#### LISTED RECORDS ####
PR #1165, opened 2026-06-29
Add: `WEBHOOK_DOMAINS` to support multiple webhook domains

LaiderLai:
## Description

Add: `WEBHOOK_DOMAINS` to support multiple webhook domains.

## Resolved issues

https://warthogs.atlassian.net/browse/OEIOT-846
To free the runner resources for polling the test results from the testflinger, a webhook to get the test result notification would be better.
The Mattermost incoming webhook is a good place to get notifications.

## Web service API changes

No open APIs have changed.
For backward compatibility, add `WEBHOOK_DOMAINS` to support this feature.

## Tests

 1. ✅ test_agents_status_put_with_domainlist - PASSED
 2. ✅ test_agents_status_put_with_domainlist_rejected - PASSED
 3. ✅ test_agents_status_put_domainlist_multiple_domains - PASSED

### DIFF
--- a/server/API.md
+++ b/server/API.md
@@ -448,6 +448,16 @@ Receive job status updates from an agent and posts them to the specified webhook
 The `job_status_webhook` parameter is required for this endpoint. Other
 parameters included here will be forwarded to the webhook.
 
+### Webhook URL Validation
+
+The webhook URL is validated against one of two possible configurations:
+
+1. **Multiple Mode** (recommended): Set `WEBHOOK_DOMAINS` environment variable
+   with a comma-separated list of allowed webhook domains. Example: `webhook.example.com, webhook2.example.com`
+
+2. **Legacy Mode**: If `WEBHOOK_DOMAINS` is not set, falls back to strict mode
+   where the webhook URL must match the server-configured `WEBHOOK_URL`.
+
 Parameters:
 
 - `job_id` (UUID): test job identifier
@@ -461,14 +471,19 @@ Status Codes:
 
 - `HTTP 200 (OK)`
 - `HTTP 400 (Bad request)`: The arguments could not be processed by the server
+- `HTTP 403 (Forbidden)`: Webhook URL is not in the configured domain list
+- `HTTP 502 (Bad Gateway)`: Webhook unreachable
 - `HTTP 504 (Gateway Timeout)`: The webhook URL timed out
 
-Example:
+Examples:
 
 ```shell
 curl -X POST \
   -H "Content-Type: application/json" \
-  -d '{"agent_id": "agent-00", "job_queue": "myqueue", "job_status_webhook": "http://mywebhook", "events": [{"event_name": "started_provisioning", "timestamp": "2024-05-03T19:11:33.541130+00:00", "detail": "my_detailed_message"}]}' http://localhost:8000/v1/job/00000000-0000-0000-0000-000000000000/events
+  -d '{"agent_id": "agent-00", "job_queue": "myqueue", "job_status_webhook": "http://webhook.example.com/xxxxxxxxxxxxxxxx", "events": [{"event_name": "started_provisioning", "timestamp": "2024-05-03T19:11:33.541130+00:00", "detail": "my_detailed_message"}]}' http://localhost:8000/v1/job/00000000-0000-0000-0000-000000000000/events
+
+# Multiple domains can be configured
+# WEBHOOK_DOMAINS="webhook.example.com, webhook2.example.com"
 ```
 
 ## `[GET] /v1/queues/wait_times`
--- a/server/src/testflinger/api/v1.py
+++ b/server/src/testflinger/api/v1.py
@@ -779,29 +779,26 @@ def agents_status_post(job_id, json_data):
     # Webhook specified in the job definition
     job_webhook = json_data.pop("job_status_webhook")
 
-    # Webhook base URL configured on the server
+    # Validate webhook URL against configured domain list or legacy WEBHOOK_URL
+    domain_list = os.environ.get("WEBHOOK_DOMAINS", "").strip()
     authorized_webhook_url = os.environ.get("WEBHOOK_URL")
-    if not authorized_webhook_url:
-        # Abort if no webhook configured server-side
+
+    if not domain_list and not authorized_webhook_url:
+        # Abort if no webhook configuration found
         abort(
             HTTPStatus.INTERNAL_SERVER_ERROR,
             message="Webhook URL not configured",
         )
 
-    # Parse both URLs; authorized_webhook_url is the only permitted
-    # endpoint to send requests to.
-    parsed_job_url = urlparse(job_webhook)
-    parsed_authorized_url = urlparse(authorized_webhook_url)
-
-    # Validate job_webhook is referring to the server-configured webhook URL
-    if (
-        parsed_job_url.scheme != parsed_authorized_url.scheme
-        or parsed_job_url.netloc != parsed_authorized_url.netloc
-    ):
+    # Validate job_webhook is allowed
+    if not is_webhook_url_allowed(job_webhook):
         abort(
             HTTPStatus.FORBIDDEN,
             message="Invalid job_status_webhook URL specified",
         )
+
+    # Parse job URL for later use (scheme detection for retry adapter)
+    parsed_job_url = urlparse(job_webhook)
 
     # Attempt to get optional authentication header from server configuration
     auth_headers = {}
@@ -816,9 +813,7 @@ def agents_status_post(job_id, json_data):
                     allowed_methods=frozenset(["PUT"]),
                 )
             )
-            webhook_session.mount(
-                f"{parsed_authorized_url.scheme}://", retry_adapter
-            )
+            webhook_session.mount(f"{parsed_job_url.scheme}://", retry_adapter)
             response = webhook_session.put(
                 job_webhook,
                 json=json_data,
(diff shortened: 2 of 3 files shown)


server/src/testflinger/api/v1.py
```diff
@@ -779,30 +779,27 @@ def agents_status_post(job_id, json_data):
     # Webhook specified in the job definition
     job_webhook = json_data.pop("job_status_webhook")
 
-    # Webhook base URL configured on the server
+    # Validate webhook URL against configured domain list or legacy WEBHOOK_URL
+    domain_list = os.environ.get("WEBHOOK_DOMAINS", "")
```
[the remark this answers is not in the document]
LaiderLai: Resolved.

server/API.md
```diff
@@ -461,14 +471,18 @@ Status Codes:
 
 - `HTTP 200 (OK)`
 - `HTTP 400 (Bad request)`: The arguments could not be processed by the server
+- `HTTP 403 (Forbidden)`: Webhook URL is not in the configured domain list
 - `HTTP 504 (Gateway Timeout)`: The webhook URL timed out
```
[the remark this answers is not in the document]
LaiderLai: Resolved.

server/tests/test_v1.py
```diff
@@ -1206,6 +1206,85 @@ def test_agents_status_put_webhook_auth_failure(
...
+    assert output.status_code == HTTPStatus.FORBIDDEN
+    assert "Invalid job_status_webhook URL specified" in output.get_data(
+        as_text=True
+    )
+
+
+def test_agents_status_put_domainlist_multiple_domains(
+    mongo_app, requests_mock, monkeypatch
+):
+    """Test domainslist supports multiple domains."""
```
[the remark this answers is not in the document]
LaiderLai: Resolved.

server/tests/test_v1.py
```diff
@@ -1206,6 +1206,85 @@ def test_agents_status_put_webhook_auth_failure(
     assert "Webhook authentication failed" in output.get_data(as_text=True)
 
 
+def test_agents_status_put_with_domainlist(mongo_app, requests_mock, monkeypatch):
+    """Test webhook URL validation with domanlist mode."""
```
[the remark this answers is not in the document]
LaiderLai: Resolved.

server/src/testflinger/api/v1.py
####
WORK INSTRUCTION:
Begin at the line above that has "multiple webhook domains." and stop after the line that has "parameters included here", copying each line exactly and adding nothing else.

RESPONSE TO THE TASK:
Add: `WEBHOOK_DOMAINS` to support multiple webhook domains.

## Resolved issues

https://warthogs.atlassian.net/browse/OEIOT-846
To free the runner resources for polling the test results from the testflinger, a webhook to get the test result notification would be better.
The Mattermost incoming webhook is a good place to get notifications.

## Web service API changes

No open APIs have changed.
For backward compatibility, add `WEBHOOK_DOMAINS` to support this feature.

## Tests

 1. ✅ test_agents_status_put_with_domainlist - PASSED
 2. ✅ test_agents_status_put_with_domainlist_rejected - PASSED
 3. ✅ test_agents_status_put_domainlist_multiple_domains - PASSED

### DIFF
--- a/server/API.md
+++ b/server/API.md
@@ -448,6 +448,16 @@ Receive job status updates from an agent and posts them to the specified webhook
 The `job_status_webhook` parameter is required for this endpoint. Other
 parameters included here will be forwarded to the webhook.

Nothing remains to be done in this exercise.